How to create bilingual LSTM

nkn002 · October 20, 2022, 4:51am

I am trying to create a bilingual LSTM that is trained on a bilingual corpus in English and Spanish. For monolingual datasets in English, we only need to use a pre-trained English embedding like fasttext to get the corresponding word vectors from the ids from the tokenized text. For example, for the sentence “I like dog”, I could tokenize them into [“i”, “like”, “dog”], get the corresponding ID to retrieve the vectors.

However, I don’t think we can do that for bilingual datasets, so I need a bilingual embedding in English and Spanish. For example, for the sentence “I like dog, me gusta el perro.”, I could tokenize them into [“i”, “like”, “dog”, “me”, “gusta”, “el”, “perro”]. But, I don’t know what to do next.

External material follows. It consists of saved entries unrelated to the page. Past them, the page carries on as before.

PR #4522, opened 2024-08-08
Move verification tests to own workflow

Jongmassey:


Jongmassey:
7d05bfa was added just to give me confidence the github workflow works. It should be removed before merging to `main`

.github/workflows/verification-tests.yml
```diff
@@ -0,0 +1,86 @@
...
+  workflow_dispatch:
+  schedule:
+    - cron:  "47 0 * * *"
+
+jobs:
+  test:
+    runs-on: ubuntu-22.04
+
+    services:
+      postgres:
```
lucyb, line 21: Technically, these tests don't require the use of a database. However, we've created a fixture called `enable_db_access_for_all_tests` and set `autouse=True` on it, which means that currently every test does require the database. This hasn't been an issue before, but it now seems unnecessary.

We can make that fixture optional (according to stackoverflow) by creating a pytestmark called `disable_db` and changing the fixture to this:

```python
@pytest.fixture(autouse=True)
def enable_db_access_for_all_tests(request):
    disable_db = request.node.get_closest_marker("disable_db")
    if disable_db:
        yield
    else:
        yield request.getfixturevalue("db")
```

.github/workflows/verification-tests.yml
```diff
@@ -0,0 +1,86 @@
...
+          install-just: true
+
+      - name: Install Node.js
+        uses: actions/setup-node@v4
+        with:
+          node-version-file: ".node-version"
+          cache: "npm"
+          cache-dependency-path: package-lock.json
+
+      - name: Install node_modules
```
lucyb, line 49: I don't think we need to run any set up for the assets or to run the js tests, because I don't think our verification tests require them.

.github/workflows/verification-tests.yml
```diff
@@ -0,0 +1,86 @@
...
+      - name: Run verification tests
+        env:
+          DATABASE_URL: postgres://user:password@localhost/jobserver
+          GITHUB_TOKEN: empty
+          GITHUB_TOKEN_TESTING: ${{ secrets.OPENSAFELY_GITHUB_TESTING_ORG_PAT }}
+          SECRET_KEY: 12345
+          SOCIAL_AUTH_GITHUB_KEY: test
+          SOCIAL_AUTH_GITHUB_SECRET: test
+        run: |
+          just check-migrations
```
lucyb, line 73: We won't need to check migrations, if we remove the need for the database.

.github/workflows/verification-tests.yml
```diff
@@ -0,0 +1,86 @@
...
+      - name: Build assets
+        run: just assets-build
+
+      - name: Install venv
+        run: just devenv
+
+      - name: Run verification tests
+        env:
+          DATABASE_URL: postgres://user:password@localhost/jobserver
+          GITHUB_TOKEN: empty
```
lucyb, line 67: Can we remove the `GITHUB_TOKEN` now?

justfile
```diff
@@ -134,7 +134,17 @@ run-telemetry: devenv
...
+    export COVERAGE_PROCESS_START="pyproject.toml"
+    export COVERAGE_REPORT_ARGS="--omit=jobserver/github.py,jobserver/opencodelists.py,tests/fakes.py,tests/verification/*"
+    ./scripts/test-coverage.sh -m "not verification" {{ args }}
+
+
+test-verification *args: assets
+    #!/bin/bash
+    export COVERAGE_PROCESS_START="pyproject.toml"
+    export COVERAGE_REPORT_ARGS="--include=jobserver/github.py,jobserver/opencodelists.py,tests/fakes.py,tests/verification/*"
+    ./scripts/test-coverage.sh -m "verification" {{ args }}
```
lucyb, line 147: Looking into a bit more detail about these tests, I think we have some integration tests as well as verification tests, so enabling coverage seems like it's the right thing to do. Although, as you say, we can always revisit that idea in future.

docs/adr/0021-move-verification-tests.md
```diff
@@ -0,0 +1,25 @@
...
+These verification tests made requests to the GitHub API.
+
+Lots of CI runs in close succession could result in this API returning 403 errors (see #4434), causing test failures.
+
+## Decision
+
+Verification tests will be moved to their own GitHub workflow, which will be run on its own nightly schedule.
+
+## Consequences
+
```
lucyb, line 22: Another (good) consequence is that our deployment pipeline is no longer dependent on the availability of the GitHub or Open Codelists APIs.

docs/adr/0021-move-verification-tests.md
```diff
@@ -0,0 +1,25 @@
+# 1. Avoid listing file counts unless user is authenticated
```
lucyb, line 1: The title of the ADR needs to be updated!

docs/adr/0021-move-verification-tests.md
```diff
@@ -0,0 +1,25 @@
...
+
+Accepted
+
+## Context
+
+Regular CI runs (on push, PR etc.) ran all tests, including the verification tests.
+
+These verification tests made requests to the GitHub API.
+
+Lots of CI runs in close succession could result in this API returning 403 errors (see #4434), causing test failures.
```
lucyb, line 15: I would be a bit more assertive here and say that it `does result` in the API returning 403 errors rather than `could`. 

It's also caused some test failures when two workflows are run concurrently (i.e two of us push to different PRs as the same time as happened with Steve and I recently) because we share state in the opensafely-testing GitHub org.

justfile
```diff
@@ -134,7 +134,17 @@ run-telemetry: devenv
 
 
 test-all *args: assets
```
lucyb, line 136: I agree about renaming this to `test-ci` as it's no longer testing everything. I haven't managed to think of a better name yet!

lucyb (commented):
I know I've written quite a few comments, but this does look good and I'm looking forward to less flaky tests.

The other thing to consider as part of this change is that we'd want to be notified in Slack when the workflow fails. I think there's prior art from ehrql that you can look at to figure out how to do that.

docs/adr/0021-move-verification-tests.md
Jongmassey: 🤦

.github/workflows/verification-tests.yml
Jongmassey: Thanks - that looks like it's worked :)

.github/workflows/verification-tests.yml
Jongmassey: We can!

Jongmassey:
Thanks, @lucyb  for you excellent comments! I've added what I think should be the right slack integration, I'll induce a verification test failure tomorrow and see if it posts to slack :)

.github/workflows/verification-tests.yml
```diff
@@ -0,0 +1,53 @@
...
+
+      - name: Run verification tests
+        env:
+          GITHUB_TOKEN_TESTING: ${{ secrets.OPENSAFELY_GITHUB_TESTING_ORG_PAT }}
+          SECRET_KEY: 12345
+          SOCIAL_AUTH_GITHUB_KEY: test
+          SOCIAL_AUTH_GITHUB_SECRET: test
+        run: |
+          # hardcode n because auto=2 in CI for some reason
+          just test-verification --migrations -n 4
```
lucyb, line 32: We probably don't need the `--migrations` flag here anymore.

Jongmassey: ah yes I missed that one - thanks!

docs/adr/0021-move-verification-tests.md
```diff
@@ -0,0 +1,28 @@
...
+
+## Status
+
+Accepted
+
+## Context
+
+Regular CI runs (on push, PR etc.) ran all tests, including the verification tests.
+
+These verification tests make requests to the GitHub API (and the OpenCodelists API).
```
lucyb, line 13: It might be worth explaining what the verification tests are used for, so something like:

> We use verification tests to ensure that our understanding of external APIs is still correct and that our fake API objects, used in our unit tests, are still valid. These verification tests make requests to the GitHub API (and the OpenCodelists API).

lucyb (approved):
Just one tiny comment, but please remove the two `temp` commits before merging!

This looks really nice overall. Thanks for updating the various pieces of documentation and good spot with the docker tests, I'd forgotten about those.

docs/adr/0021-move-verification-tests.md
Jongmassey: 👍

However, another problem arises: I have already looked at commonly used multilingual embedding techniques like MUSE. However, I am not quite sure how to incorporate them into my model. Another approach I have in mind is to create a joint vocab in English and Spanish and train an embedding from scratch based on that.

So, my questions are (1) How can I use multilingual embedding in English and Spanish from MUSE to process the sentence “I like dog, me gusta el perro.” in the example, and (2) Does create a joint vocab embedding work for this problem?

J_Johnson · October 20, 2022, 3:44pm

Work through the tutorial examples:

https://pytorch.org/tutorials/beginner/nlp/sequence_models_tutorial.html

They will likely answer most of your questions.

Additionally, have a look at the paper “Attention is All You Need(2017)”. This might persuade you to consider Transformers instead of LSTMs. Pytorch has tutorials for those, too.